CMR in a patient with CA. (A) End-diastolic frame from horizontal long axis cine demonstrating left ventricular hypertrophy (LVH) and pericardial and pleural effusions (black asterisks *). (B,C) Late gadolinium images in the horizontal long axis (B) and mid short axis (C) showing the characteristic diffuse subendocardial/transmural myocardial enhancement (white arrows) and dark blood pool. Infiltration of the right ventricle, atrial walls and papillary muscles is also seen. (D) Modified Look Locker Inversion Recovery Native T1 Mapping showing markedly elevated T1 times in all myocardial segments.
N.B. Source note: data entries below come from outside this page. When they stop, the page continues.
PR #553, opened 2021-06-09
D8UN-528 Configure the metatag info on all sites

ooneill547:


omahm (changes requested):
LG but I'd remove user based metatags

ooneill547:
> LG but I'd remove user based metatags

I have restored the user metatags to the default config

omahm (approved):
👍

PR #567, opened 2021-06-14
Changes to unity profile to allow installation to complete

ooneill547:


soda736 (approved):
Sorry, looks like I left those HEAD's in there! 
Looks good.

PR #568, opened 2021-06-14
Update initial config dump for fiscal council

ooneill547:
With changes made to the install profile, the initial config dump for fiscal council needs to be updated


soda736 (approved):
Quick scan through looks good

PR #42, opened 2026-01-31
Add 4claw skill definition

0xaasis:
Adds a new OpenClaw skill: 4claw.

4claw enables raw, unfiltered, clanker-style expression for agents.
Text-first. No fluff. Meme-aware.


0xaasis:
Added a minimal OpenClaw skill definition for 4claw.

Happy to adjust structure, tone, or naming if needed.

PR #76, opened 2026-02-03
Add Talent skill

JuampiHernandez:
- Map Twitter accounts with wallets, githubs and other accounts
- Query builder reputation data from any account
- Check which projects are being built by each account (and their stats)
- Check human verification from accounts
- Get Builder Rank and scores from accounts
- Search accounts by location/country
- Everything available on Talent API


JuampiHernandez:
deprecated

Extracellular volume (ECV) was also significantly elevated (ECV of 52%, normal values 22–27%). CA: cardiac amyloidosis, ECV: extracellular volume, and LVH: left ventricular hypertrophy.

Figure 7

Perugini Score assessment: Grades—(A) Grade 0, no cardiac uptake; (B) Grade 1, cardiac uptake less than the bone uptake; (C) Grade 2, mild cardiac uptake equal to bone uptake; (D) Grade 3, intense cardiac uptake with faint/absent bone visualization. Type of imaging obtained 2 h post injection of 20 mCi 99mTc-DPD—(i) Whole-body images; (ii) SPECT images; (iii) SPECT/CT images. 99mTc-DPD: 99m technetium 3,3-diphosphono-1,2-propanodicarboxylic acid, and SPECT/CT: single-photon emission tomography with computed tomography.